### BRIEF:
In the records that follow, the lines from the one containing "kind == Type.Kind.MUTABLE_REF))" to the one containing "def copy_with_storage_kind(self, _: Type, kind: Type.Kind)", inclusive, are to be given again exactly.

### DATA TO PROCESS:
————————

PR #135, opened 2023-12-16
Small QoL improvements

antroseco:
- Function arguments that were passed by value should be mutable
- Handle arguments passed to `hatch run test:run`
- Allow UFCS calls to match with both `mut&` and `&` (`mut&` preferred)
- Fix debug configuration

### DIFF
--- a/src/glang/codegen/builtin_types.py
+++ b/src/glang/codegen/builtin_types.py
@@ -10,7 +10,6 @@ from .interfaces import SpecializationItem, Type, TypeDefinition, format_special
 from .user_facing_errors import (
     ArrayDimensionError,
     FailedLookupError,
-    GrapheneError,
     InvalidIntSize,
     VoidArrayDeclaration,
     VoidStructDeclaration,
@@ -26,11 +25,8 @@ class PlaceholderDefinition(TypeDefinition):
         assert False
 
     def copy_with_storage_kind(self, parent: Type, kind: Type.Kind) -> Type:
-        if kind.is_reference():
-            return AnonymousType(
-                ReferenceDefinition(parent, kind == Type.Kind.MUTABLE_REF)
-            )
-        assert False
+        assert kind.is_reference()
+        return AnonymousType(ReferenceDefinition(parent, kind))
 
     @property
     def is_finite(self) -> bool:
@@ -159,13 +155,14 @@ class ValueTypeDefinition(TypeDefinition):
     def copy_with_storage_kind(self, parent: Type, kind: Type.Kind) -> Type:
         assert self.storage_kind != kind
         assert kind.is_reference()
-        return AnonymousType(ReferenceDefinition(parent, kind == Type.Kind.MUTABLE_REF))
+        return AnonymousType(ReferenceDefinition(parent, kind))
 
 
 class PtrTypeDefinition(TypeDefinition):
-    def __init__(self, is_mut: bool) -> None:
+    def __init__(self, storage_kind: Type.Kind) -> None:
         super().__init__()
-        self.is_mut = is_mut
+        # Illegal value types are allowed (used by arrays).
+        self._storage_kind = storage_kind
 
     @abstractmethod
     def copy_with_storage_kind(self, _: Type, kind: Type.Kind) -> Type:
@@ -189,9 +186,11 @@ class PtrTypeDefinition(TypeDefinition):
 
     @property
     def storage_kind(self) -> Type.Kind:
-        if self.is_mut:
-            return Type.Kind.MUTABLE_REF
-        return Type.Kind.CONST_REF
+        return self._storage_kind
+
+    @property
+    def is_mut(self) -> bool:
+        return self.storage_kind.is_mutable_reference()
 
 
 class PrimitiveDefinition(ValueTypeDefinition):
@@ -461,8 +460,9 @@ class StackArrayDefinition(ValueTypeDefinition):
 
 
 class ReferenceDefinition(PtrTypeDefinition):
-    def __init__(self, value_type: Type, is_mut: bool) -> None:
-        super().__init__(is_mut)
+    def __init__(self, value_type: Type, storage_kind: Type.Kind) -> None:
+        assert storage_kind.is_reference()
+        super().__init__(storage_kind)
 
         # TODO: user-facing error
         assert not value_type.storage_kind.is_reference()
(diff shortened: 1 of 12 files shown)


DaveDuck321 (approved):
Cool, looks good.
The immutable function parameters was intentional originally but no use keeping it around if it's annoying 😇.

antroseco:
> Cool, looks good. The immutable function parameters was intentional originally but no use keeping it around if it's annoying 😇.

Do you remember why we did that?

I also fixed the annoying UFCS case where you want to call a function that takes a `mut` this as a `&`. That was a bit more involved than the other changes...

tests/constants/ufcs.c3
```diff
@@ -1,21 +1,24 @@
...
+    return 0;
 }
 
 function main : () -> int = {
-    mut a : A = {1};
-    return a:run();
+    mut a : A = {};
+    // Can match with A&, but should prefer A mut&.
+    return a:foo() + a:bar();
 }
```
DaveDuck321, line 21: Cool. Much more intuitive

src/glang/graphene_parser.py
```diff
@@ -653,7 +666,12 @@ def Borrow(self, node: lp.Borrow) -> FlattenedExpression:
         # TODO: make this const-correct
         # I've temporarily disabled this so we can parse the parser as it
         #  transitions to using the new syntax
```
DaveDuck321, line 668: This comment is likely outdated

src/glang/graphene_parser.py
```diff
@@ -585,19 +587,30 @@ def _function_call_outer(
...
+                    # (&a):fn(), (&mut a):fn(), or rvalue():fn();
+                    # We do not allow the 3rd option
+                    possible = this_arg.expression().result_type_as_if_borrowed
+                    if possible.storage_kind == cg.Type.Kind.VALUE:
+                        raise BorrowWithNoAddressError(
+                            possible.format_for_output_to_user()
+                        )
+                case _:
+                    # cg.Type.Kind.MUTABLE_OR_CONST_REF shouldn't be possible.
+                    raise AssertionError()
```
DaveDuck321, line 613: Ooo, very modern python here.

src/glang/codegen/type_conversions.py
```diff
@@ -152,21 +152,31 @@ def last_type() -> Type:
...
-            src.format_for_output_to_user(),
-            dest_type.format_for_output_to_user(True),
-            maybe_missing_borrow,
-        )
+            raise TypeCheckerError(
+                context,
+                src.format_for_output_to_user(),
+                dest_type.format_for_output_to_user(True),
+                maybe_missing_borrow,
+            )
```
DaveDuck321, line 179: Hmmm, fine for now but I'm not convinced this is more readable than an if-else chain :thinking:. Maybe it'll be fine when I get more used to the syntax

src/glang/codegen/type_conversions.py
```diff
@@ -152,21 +152,31 @@ def last_type() -> Type:
...
+        case Type.Kind.MUTABLE_OR_CONST_REF, dest_kind if dest_kind.is_reference():
+            expr_list.append(
+                Reinterpret(
+                    last_expr(),
+                    last_type().convert_to_storage_type(dest_kind),
+                )
+            )
+            # Preferentially select the mutable overload.
+            if dest_kind == Type.Kind.CONST_REF:
+                promotion_cost += 1
```
DaveDuck321, line 165: Clean

src/glang/codegen/translation_unit.py
```diff
@@ -68,7 +68,13 @@ def _add_parameter(self, param_name: str, param_type: Type):
...
         self.top_level_scope.add_generatable(fn_param)
 
-        fn_param_var = StackVariable(param_name, param_type, False, True)
+        # Allow assignments to parameters passed by value (but our references
+        # still need to be immutable).
+        is_value_type = param_type.storage_kind == Type.Kind.VALUE
+
+        fn_param_var = StackVariable(
+            param_name, param_type, is_mutable=is_value_type, initialized=True
+        )
```
DaveDuck321, line 77: Fair. This breaks the const-by-default assumption but it also avoids redundant copies when you actually need to mutate.

src/glang/codegen/interfaces.py
```diff
@@ -64,10 +64,15 @@ class Kind(Enum):
         VALUE = 1
         MUTABLE_REF = 2
         CONST_REF = 3
+        # Mutable reference, but implicitly convertible to a const reference.
+        MUTABLE_OR_CONST_REF = 4
```
DaveDuck321, line 68: This *sometimes valid* enum seems like it'll increase cyclomatic complexity... but this commit is very clean regardless, this seems like a good pragmatic approach.

src/glang/codegen/builtin_types.py
```diff
@@ -472,8 +473,15 @@ def copy_with_storage_kind(self, parent: Type, kind: Type.Kind) -> Type:
...
-        return parent
+        if kind == self.storage_kind:
+            return parent
+
+        assert self.storage_kind == Type.Kind.MUTABLE_OR_CONST_REF
+
+        # TODO there must be a better way.
+        new_definition = copy(self)
+        new_definition._storage_kind = kind
+        return AnonymousType(new_definition)
```
DaveDuck321, line 484: This is a little scary... This method made our type resolution kinda buggy by copying classes we were referencing, I fixed it by removing all the copies so we could use the `UnresolvedReference` class.... If this causes issues I suppose we're gonna have to rethink how either of these things work.

DaveDuck321 (approved):
Very nice. Good to merge as-is (preferably keeping the commit structure).
After this is merged we can remove some of the duplicated member functions in the standard library.

src/glang/graphene_parser.py
antroseco: Removed

src/glang/codegen/type_conversions.py
antroseco: It's new and cool so it must be better ;)

I just wanted an excuse to use pattern matching lol

src/glang/graphene_parser.py
antroseco: Here I think it's actually more readable

src/glang/codegen/builtin_types.py
antroseco: > by copying classes we were referencing

Hmm, not sure I understand why that's problematic. I've changed it to return `AnonymousType(ReferenceDefinition(...))` to avoid the copy. If you still don't like it then open an issue pls

src/glang/codegen/interfaces.py
antroseco: Well... it could always be valid, we just don't have explicit borrow syntax for it :)

antroseco: But yeah, I think this is easier to implement on top of what we have, compared to doing two lookups

src/glang/codegen/translation_unit.py
antroseco: I do like the const-by-default, but we don't really have syntax for mutable arguments. Maybe we should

————————

### ANSWER TO THE EXERCISE:
-        return AnonymousType(ReferenceDefinition(parent, kind == Type.Kind.MUTABLE_REF))
+        return AnonymousType(ReferenceDefinition(parent, kind))
 
 
 class PtrTypeDefinition(TypeDefinition):
-    def __init__(self, is_mut: bool) -> None:
+    def __init__(self, storage_kind: Type.Kind) -> None:
         super().__init__()
-        self.is_mut = is_mut
+        # Illegal value types are allowed (used by arrays).
+        self._storage_kind = storage_kind
 
     @abstractmethod
     def copy_with_storage_kind(self, _: Type, kind: Type.Kind) -> Type:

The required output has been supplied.